FROM THE BUNKER TO A VIP SUITE

By John Lichfield

Yasser Arafat's new home in France is a sleek modern hospital with strong specialisations in treating blood and cancer cases.

The Hôpital d'Instruction des Armées de Percy, where Mr Arafat has been given a VIP suite, is a brand new trauma centre.

The Palestinian leader arrived at the Villacoublay military airfield a few kilometres away after flying from Amman on a private jet chartered by the French government.

A high stone wall surrounds Percy Hospital and the street leading to it has been sealed off by police. Outside, a group of well-wishers gathered, holding bunches of flowers and waving Palestinian flags. "I am waiting for Yasser Arafat to tell him that we are with him," said Fatima Mera, a 35-year-old French woman of Moroccan origin. "We hope he will leave here and continue the struggle for the Palestinian people."

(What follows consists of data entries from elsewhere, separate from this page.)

PR #4751, opened 2026-08-31
Don't propagate schema delta for excluded columns in MySQL

ilidemi:
Data wasn't being propagated but a column add on the destination would still be unexpected


jgao54 (approved):
nice, had the same issue in CockroachDB connector that was fixed.

PR #4752, opened 2026-08-31
Symlink skills for codex and other agents

ilidemi:


pfcoperez (commented):
I think Claude can also use the .agents directory, would it make sense just to move the directory rather than using symlinks ?

ilidemi:
@pfcoperez Refreshed my knowledge, Claude is still a special snowflake here and wants the skills to be in `.claude` - so at most it could be a symlink the other way, which imo doesn't make much difference. It does support AGENTS.md as a client-side configuration change, but not really for skills.

pfcoperez (approved):

pfcoperez:
> @pfcoperez Refreshed my knowledge, Claude is still a special snowflake here and wants the skills to be in `.claude` - so at most it could be a symlink the other way, which imo doesn't make much difference. It does support AGENTS.md as a client-side configuration change, but not really for skills.

Interesting 😞 , I think it's fine to have your original proposal given the circumstances.

PR #4757, opened 2026-08-31
fix(flow): upgrade to go 1.27

itsbilal:
Bumps version of Go up to 1.27.

Only changes were some transitive
dependency bumps (pebble, swiss) and transposing the `Error()` method on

France has maintained close ties with Mr Arafat, arguing he was still central to any Middle East peace, even while other Western states avoided him in recent years.

Mr Arafat's arrival in France was controversial, however. Relatives of the French victims of bomb attacks in Israel have asked the country's anti-terrorist judge, Jean-Louis Bruguiere, to question the veteran Palestinian leader.

President Jacques Chirac said his government had flown Mr Arafat to Paris at the request of his entourage, who were in "an apparently difficult situation concerning his state of health".